Task description – Give back only the lines in the records below from the one with "PR #593, opened 2022-11-02" to the one with "- * To distinguish", both inclusive, word for word.

Given data –
>>>

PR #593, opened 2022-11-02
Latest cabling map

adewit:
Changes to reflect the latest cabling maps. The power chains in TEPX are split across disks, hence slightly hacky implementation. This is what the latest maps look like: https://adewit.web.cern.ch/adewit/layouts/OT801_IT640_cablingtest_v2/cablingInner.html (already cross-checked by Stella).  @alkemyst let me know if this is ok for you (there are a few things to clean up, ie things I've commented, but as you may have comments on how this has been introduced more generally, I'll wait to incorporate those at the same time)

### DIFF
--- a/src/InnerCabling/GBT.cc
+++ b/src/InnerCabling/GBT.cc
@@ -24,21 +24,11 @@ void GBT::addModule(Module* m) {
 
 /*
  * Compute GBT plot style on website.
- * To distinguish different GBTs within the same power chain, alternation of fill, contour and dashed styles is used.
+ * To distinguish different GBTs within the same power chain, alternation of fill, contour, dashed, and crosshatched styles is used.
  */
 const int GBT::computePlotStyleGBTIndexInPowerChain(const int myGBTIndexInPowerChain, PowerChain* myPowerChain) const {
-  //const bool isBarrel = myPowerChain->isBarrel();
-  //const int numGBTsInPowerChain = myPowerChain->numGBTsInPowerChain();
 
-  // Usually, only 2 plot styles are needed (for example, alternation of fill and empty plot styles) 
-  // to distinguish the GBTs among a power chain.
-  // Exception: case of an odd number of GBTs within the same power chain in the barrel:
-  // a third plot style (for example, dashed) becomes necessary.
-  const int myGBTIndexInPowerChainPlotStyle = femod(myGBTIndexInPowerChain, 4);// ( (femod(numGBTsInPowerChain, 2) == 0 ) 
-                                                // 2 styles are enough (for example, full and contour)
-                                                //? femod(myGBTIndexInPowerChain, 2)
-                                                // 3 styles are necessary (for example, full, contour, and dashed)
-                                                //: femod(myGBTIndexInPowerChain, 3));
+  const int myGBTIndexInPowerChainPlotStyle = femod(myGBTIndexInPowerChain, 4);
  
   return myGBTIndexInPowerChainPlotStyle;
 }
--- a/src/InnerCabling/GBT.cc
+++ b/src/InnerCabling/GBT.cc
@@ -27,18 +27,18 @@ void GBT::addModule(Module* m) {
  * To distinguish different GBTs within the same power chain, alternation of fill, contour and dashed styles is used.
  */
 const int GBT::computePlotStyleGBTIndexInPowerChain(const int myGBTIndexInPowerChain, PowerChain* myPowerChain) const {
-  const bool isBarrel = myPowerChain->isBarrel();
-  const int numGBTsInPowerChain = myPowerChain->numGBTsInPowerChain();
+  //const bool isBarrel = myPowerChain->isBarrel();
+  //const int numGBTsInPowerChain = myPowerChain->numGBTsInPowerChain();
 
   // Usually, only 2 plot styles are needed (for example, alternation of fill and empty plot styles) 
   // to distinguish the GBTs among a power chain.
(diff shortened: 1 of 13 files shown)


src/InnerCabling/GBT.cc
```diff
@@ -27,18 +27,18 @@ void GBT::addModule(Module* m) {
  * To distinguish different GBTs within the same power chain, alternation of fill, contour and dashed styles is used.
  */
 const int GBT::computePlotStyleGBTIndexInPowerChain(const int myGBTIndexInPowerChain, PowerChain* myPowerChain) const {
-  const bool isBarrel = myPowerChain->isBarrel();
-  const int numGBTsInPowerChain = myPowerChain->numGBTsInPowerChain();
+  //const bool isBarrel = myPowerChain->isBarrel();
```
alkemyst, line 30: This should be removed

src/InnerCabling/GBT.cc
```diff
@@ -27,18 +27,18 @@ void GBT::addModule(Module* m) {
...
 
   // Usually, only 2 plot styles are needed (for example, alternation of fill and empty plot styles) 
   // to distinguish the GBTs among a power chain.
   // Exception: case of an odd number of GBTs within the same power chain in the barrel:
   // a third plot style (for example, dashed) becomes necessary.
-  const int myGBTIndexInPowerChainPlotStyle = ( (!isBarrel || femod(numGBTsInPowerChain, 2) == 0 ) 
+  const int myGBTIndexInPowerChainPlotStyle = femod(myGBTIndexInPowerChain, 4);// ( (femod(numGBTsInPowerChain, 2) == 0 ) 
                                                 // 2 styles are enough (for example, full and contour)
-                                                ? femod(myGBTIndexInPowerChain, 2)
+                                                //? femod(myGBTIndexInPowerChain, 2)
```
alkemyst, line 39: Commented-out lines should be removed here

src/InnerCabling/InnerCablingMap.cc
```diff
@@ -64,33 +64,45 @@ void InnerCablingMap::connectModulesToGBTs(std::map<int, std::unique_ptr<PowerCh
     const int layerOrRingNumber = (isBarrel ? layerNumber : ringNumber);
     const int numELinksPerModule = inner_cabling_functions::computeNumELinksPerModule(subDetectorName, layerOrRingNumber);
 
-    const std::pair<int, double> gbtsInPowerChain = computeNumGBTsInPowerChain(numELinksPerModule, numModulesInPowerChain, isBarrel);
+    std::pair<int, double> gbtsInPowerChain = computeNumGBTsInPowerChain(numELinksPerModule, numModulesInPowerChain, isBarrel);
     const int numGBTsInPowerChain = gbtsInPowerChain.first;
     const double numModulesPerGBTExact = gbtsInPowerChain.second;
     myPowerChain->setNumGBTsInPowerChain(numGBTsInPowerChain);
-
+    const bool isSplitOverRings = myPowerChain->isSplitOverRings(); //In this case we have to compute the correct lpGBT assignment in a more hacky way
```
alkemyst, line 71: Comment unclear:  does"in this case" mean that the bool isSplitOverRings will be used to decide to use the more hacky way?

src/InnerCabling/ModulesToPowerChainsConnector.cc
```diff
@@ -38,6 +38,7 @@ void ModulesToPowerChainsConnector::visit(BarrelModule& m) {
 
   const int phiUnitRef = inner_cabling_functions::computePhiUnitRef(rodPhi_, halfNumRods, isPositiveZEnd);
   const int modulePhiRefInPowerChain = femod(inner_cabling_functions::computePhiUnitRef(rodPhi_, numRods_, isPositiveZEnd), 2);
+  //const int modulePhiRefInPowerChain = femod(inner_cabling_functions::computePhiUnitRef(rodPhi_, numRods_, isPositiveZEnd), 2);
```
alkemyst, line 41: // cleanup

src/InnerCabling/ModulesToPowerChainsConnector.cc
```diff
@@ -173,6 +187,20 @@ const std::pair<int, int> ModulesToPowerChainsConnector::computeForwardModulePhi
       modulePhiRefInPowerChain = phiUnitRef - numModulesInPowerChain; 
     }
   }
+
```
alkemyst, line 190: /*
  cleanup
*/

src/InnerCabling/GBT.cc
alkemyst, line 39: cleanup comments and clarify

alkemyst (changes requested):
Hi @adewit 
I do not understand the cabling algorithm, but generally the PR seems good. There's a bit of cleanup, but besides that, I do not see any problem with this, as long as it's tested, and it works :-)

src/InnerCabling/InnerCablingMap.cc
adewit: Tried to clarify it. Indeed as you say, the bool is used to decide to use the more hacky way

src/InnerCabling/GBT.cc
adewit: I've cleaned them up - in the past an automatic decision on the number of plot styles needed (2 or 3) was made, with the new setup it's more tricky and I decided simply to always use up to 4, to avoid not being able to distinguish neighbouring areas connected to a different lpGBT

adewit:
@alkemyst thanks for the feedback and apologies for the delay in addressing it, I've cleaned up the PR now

<<<
>>>

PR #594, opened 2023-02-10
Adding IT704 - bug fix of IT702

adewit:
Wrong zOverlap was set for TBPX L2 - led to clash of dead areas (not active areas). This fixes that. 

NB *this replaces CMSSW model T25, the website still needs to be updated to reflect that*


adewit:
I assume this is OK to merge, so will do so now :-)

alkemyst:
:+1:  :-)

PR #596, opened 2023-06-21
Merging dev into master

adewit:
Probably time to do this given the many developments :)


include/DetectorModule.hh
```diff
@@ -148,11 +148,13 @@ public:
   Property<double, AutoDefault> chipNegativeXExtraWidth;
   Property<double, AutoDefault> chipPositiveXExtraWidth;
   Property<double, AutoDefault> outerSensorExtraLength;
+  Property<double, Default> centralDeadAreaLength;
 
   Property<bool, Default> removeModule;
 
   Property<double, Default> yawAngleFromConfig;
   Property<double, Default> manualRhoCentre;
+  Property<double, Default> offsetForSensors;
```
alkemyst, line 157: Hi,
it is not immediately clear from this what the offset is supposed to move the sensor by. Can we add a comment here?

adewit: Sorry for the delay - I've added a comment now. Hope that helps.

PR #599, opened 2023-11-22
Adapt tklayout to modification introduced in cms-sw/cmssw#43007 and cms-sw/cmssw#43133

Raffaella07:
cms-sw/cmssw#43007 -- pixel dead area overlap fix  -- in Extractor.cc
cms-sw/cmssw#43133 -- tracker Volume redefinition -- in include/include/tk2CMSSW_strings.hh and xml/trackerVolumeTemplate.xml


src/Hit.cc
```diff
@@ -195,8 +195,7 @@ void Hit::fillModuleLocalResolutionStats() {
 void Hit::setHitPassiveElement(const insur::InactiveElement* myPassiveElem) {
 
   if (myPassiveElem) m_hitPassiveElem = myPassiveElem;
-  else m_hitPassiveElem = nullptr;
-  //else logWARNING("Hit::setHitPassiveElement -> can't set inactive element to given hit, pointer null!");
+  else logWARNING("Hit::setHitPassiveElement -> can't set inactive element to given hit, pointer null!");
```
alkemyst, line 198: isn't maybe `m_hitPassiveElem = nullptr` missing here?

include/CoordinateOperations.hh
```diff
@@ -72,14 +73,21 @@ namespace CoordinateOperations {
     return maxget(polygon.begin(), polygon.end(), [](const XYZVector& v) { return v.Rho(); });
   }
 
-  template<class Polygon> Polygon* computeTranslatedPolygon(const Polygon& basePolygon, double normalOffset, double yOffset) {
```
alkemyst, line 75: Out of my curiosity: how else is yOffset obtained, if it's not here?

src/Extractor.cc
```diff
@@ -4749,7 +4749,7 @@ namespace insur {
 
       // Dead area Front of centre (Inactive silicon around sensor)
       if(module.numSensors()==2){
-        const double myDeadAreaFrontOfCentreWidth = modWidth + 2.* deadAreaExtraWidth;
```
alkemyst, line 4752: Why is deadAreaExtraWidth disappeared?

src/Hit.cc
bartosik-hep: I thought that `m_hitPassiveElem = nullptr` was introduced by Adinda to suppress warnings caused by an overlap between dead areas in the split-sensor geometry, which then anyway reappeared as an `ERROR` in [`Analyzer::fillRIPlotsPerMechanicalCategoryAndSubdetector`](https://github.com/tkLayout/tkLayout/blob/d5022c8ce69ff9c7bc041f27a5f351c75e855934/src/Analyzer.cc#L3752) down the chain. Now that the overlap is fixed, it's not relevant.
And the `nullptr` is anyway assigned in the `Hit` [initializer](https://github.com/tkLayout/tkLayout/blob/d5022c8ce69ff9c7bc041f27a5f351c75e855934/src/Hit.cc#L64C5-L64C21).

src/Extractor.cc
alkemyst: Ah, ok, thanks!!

<<<

Solution for this problem –
PR #593, opened 2022-11-02
Latest cabling map

adewit:
Changes to reflect the latest cabling maps. The power chains in TEPX are split across disks, hence slightly hacky implementation. This is what the latest maps look like: https://adewit.web.cern.ch/adewit/layouts/OT801_IT640_cablingtest_v2/cablingInner.html (already cross-checked by Stella).  @alkemyst let me know if this is ok for you (there are a few things to clean up, ie things I've commented, but as you may have comments on how this has been introduced more generally, I'll wait to incorporate those at the same time)

### DIFF
--- a/src/InnerCabling/GBT.cc
+++ b/src/InnerCabling/GBT.cc
@@ -24,21 +24,11 @@ void GBT::addModule(Module* m) {
 
 /*
  * Compute GBT plot style on website.
- * To distinguish different GBTs within the same power chain, alternation of fill, contour and dashed styles is used.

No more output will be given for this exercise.